• [Problem description]:
Each line of the listing that contains the word "roleInstanceProvider" is to be copied.

####

PR #3014, opened 2023-08-24
Functions - BlobTrigger container scan should not skip past changes made during the scan

AartBluestoke:
When there are continuations to the container scan, the later pages should not advance the timestamp past when the first page of the scan occurs.

Without this change an update to a file on the first page that occurs while the later API calls are occurring might be missed.

old process:
0. old threshold
1. write file v1. 
2. begin scan 
3. read file v1. 
4. write file v2, 
5. write occurs to another, 
6. fetch next batch of results from the container scan
7. find 'another, t5'
8. highlighted line of code sets the 'high water mark' to t5, skipping over , file v2 which wrote at t4.
9. container scan ends
10. next scan begins at t5, missing the update at t4

the correct 'high water mark' is the minimum of t5 and t2, when the scan began

new process:
0. old threshold
1. write file v1. 
2. begin scan 
3. find 'file v1, t1', set high water mark to v1
4. write file v2, 
5. write occurs to another, 
6. fetch next batch of results from the container scan
7. find 'another, t5'
8. the high water mark IS NOT updated
9. container scan ends
10. next scan begins at t1, finding the file written at t4.
11. the scan finds the file written at t5 again, but rejects it via ETAG duplication.


AartBluestoke:
@microsoft-github-policy-service agree

AartBluestoke:
PR raised in response to bug discussed in azure support ticket TrackingID#2308210030000318

src/Microsoft.Azure.WebJobs.Extensions.Storage/Blobs/Listeners/ScanBlobScanLogHybridPollingStrategy.cs
```diff
@@ -214,6 +214,7 @@ private void ThrowIfDisposed()
             // if starting the cycle, reset the sweep time
             if (continuationToken == null)
             {
+                containerScanInfo.CurrentScanBeginTime = DateTime.UtcNow;
```
AartBluestoke: is the best name here "Scan" or "Sweep"? (both words are used interchangeably in this code)

fabiocav:
@AartBluestoke apologies for the state of this PR. This extension has since moved to https://github.com/Azure/azure-sdk-for-net and a lot of changes have happened in this area. 

I'm closing this as a stale PR, but thank you for the contribution.

PR #3016, opened 2023-09-11
Add message id to the log in QueueProcessor.cs

yuanweilei:
Add message id to the log, when the message is moving to poison queue.
Since the message id will be changed after moved to poison queue.


mathewc:
What version of the storage extension are you using? Note that this code has moved to the Azure SDK repo here https://github.com/Azure/azure-sdk-for-net/blob/fd461551f8423a2e1dafc902baa9767755ae380d/sdk/storage/Microsoft.Azure.WebJobs.Extensions.Storage.Common/src/Shared/Queues/QueueProcessor.cs#L131 and all updates are shipping from that repo.

I agree with you that this would be a nice improvement, but this PR should be closed and the work done in the Azure SDK repo.

komayama:
Hi @mathewc ,

I have create new PR on `azure-sdk-for-net`.
https://github.com/Azure/azure-sdk-for-net/pull/39062

jviau:
@mathewc should we delete that extension then if it has moved?

PR #3018, opened 2023-09-15
Scaler API discovery from extension

alrod:


test/Microsoft.Azure.WebJobs.Host.EndToEndTests/Scale/ScaleHostEndToEndTests.cs
```diff
@@ -5,21 +5,28 @@
...
 using Microsoft.Extensions.DependencyInjection;
 using Microsoft.Extensions.Hosting;
 using Microsoft.Extensions.Logging;
 using Microsoft.Extensions.Options;
+using Microsoft.VisualStudio.TestPlatform.ObjectModel.Utilities;
 using Newtonsoft.Json.Linq;
 using Xunit;
 using static Microsoft.Azure.WebJobs.Host.EndToEndTests.Scale.ScaleHostEndToEndTests;
 
+[assembly: WebJobsStartup(typeof(TestExtensionA), "testExtensionATrigger")]
```
alrod, line 27: `Name` property is used to store trigger type to call `IWebJobsTriggerStartup.Configure` with appropriate `TriggerMetadata`

PR #3026, opened 2023-10-12
Add option to log the URL query string for HTTP functions to LoggerOptions

andystaples:
Currently, parameters on queries to HTTP triggered functions are stripped from the request URL before the URL is logged in the Request Telemetry. This PR adds an option to host.json logging settings which may be set to true to disable this behavior, logging the entire request URL along with the parameters.

### DIFF
--- a/src/Microsoft.Azure.WebJobs.Logging.ApplicationInsights/ApplicationInsightsLoggerOptions.cs
+++ b/src/Microsoft.Azure.WebJobs.Logging.ApplicationInsights/ApplicationInsightsLoggerOptions.cs
@@ -124,9 +124,9 @@ namespace Microsoft.Azure.WebJobs.Logging.ApplicationInsights
         public HttpAutoCollectionOptions HttpAutoCollectionOptions { get; set; } = new HttpAutoCollectionOptions();
 
         /// <summary>
-        /// Gets or sets a value that removes the query parameters from functions URLs. True by default.
-        /// When true, the query parameters are stripped off of the functions URL for logging HTTP trigger calls.
-        /// When false, query parameters are logged.
+        /// Gets or sets a value that removes the query parameters from functions URLs. False by default.
+        /// When false (default), the query parameters are stripped off of the functions URL for logging HTTP trigger calls.
+        /// When true, query parameters are logged.
         /// </summary>
         public bool EnableQueryStringTracing { get; set; } = false;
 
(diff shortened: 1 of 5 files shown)


src/Microsoft.Azure.WebJobs.Logging.ApplicationInsights/Initializers/WebJobsTelemetryInitializer.cs
```diff
@@ -19,8 +19,9 @@ internal class WebJobsTelemetryInitializer : ITelemetryInitializer
         private static readonly string _currentProcessId = Process.GetCurrentProcess().Id.ToString();
         private readonly string _sdkVersion;
         private readonly string _roleInstanceName;
+        private readonly ApplicationInsightsLoggerOptions _options;
 
-        public WebJobsTelemetryInitializer(ISdkVersionProvider versionProvider, IRoleInstanceProvider roleInstanceProvider)
+        public WebJobsTelemetryInitializer(ISdkVersionProvider versionProvider, IRoleInstanceProvider roleInstanceProvider, ApplicationInsightsLoggerOptions options)
```
brettsam: This should use `IOptions<ApplicationInsightsLoggerOptions>` so it gets auto-injected. You won't need the factory above then.

src/Microsoft.Azure.WebJobs.Logging.ApplicationInsights/ApplicationInsightsLoggerOptions.cs
```diff
@@ -123,6 +123,13 @@ public TimeSpan QuickPulseInitializationDelay
         /// </summary>
         public HttpAutoCollectionOptions HttpAutoCollectionOptions { get; set; } = new HttpAutoCollectionOptions();
 
+        /// <summary>
+        /// Gets or sets a value that removes the query parameters from functions URLs. True by default.
+        /// When true, the query parameters are stripped off of the functions URL for logging HTTP trigger calls.
+        /// When false, query parameters are logged.
+        /// </summary>
+        public bool SanitizeRequestURL { get; set; } = true;
```
brettsam: I don't love this name... can it be something specific about the QueryString? Like `EnableQueryStringTracing` or something? (that's not great either... but `Sanitize` makes me think we're doing something to obscure the whole url rather than just touching the QueryString)

src/Microsoft.Azure.WebJobs.Logging.ApplicationInsights/Initializers/WebJobsTelemetryInitializer.cs
andystaples: Good call, fixed

src/Microsoft.Azure.WebJobs.Logging.ApplicationInsights/ApplicationInsightsLoggerOptions.cs
andystaples: Agreed, having the option be a new opt-in feature rather than a new opt-out seems prudent. Renamed to EnableQueryStringTracing for lack of a better descriptor, set the default value to true, and flipped all the logic

RohitRanjanMS (approved):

####

• [Response to this exercise]:
-        public WebJobsTelemetryInitializer(ISdkVersionProvider versionProvider, IRoleInstanceProvider roleInstanceProvider)
+        public WebJobsTelemetryInitializer(ISdkVersionProvider versionProvider, IRoleInstanceProvider roleInstanceProvider, ApplicationInsightsLoggerOptions options)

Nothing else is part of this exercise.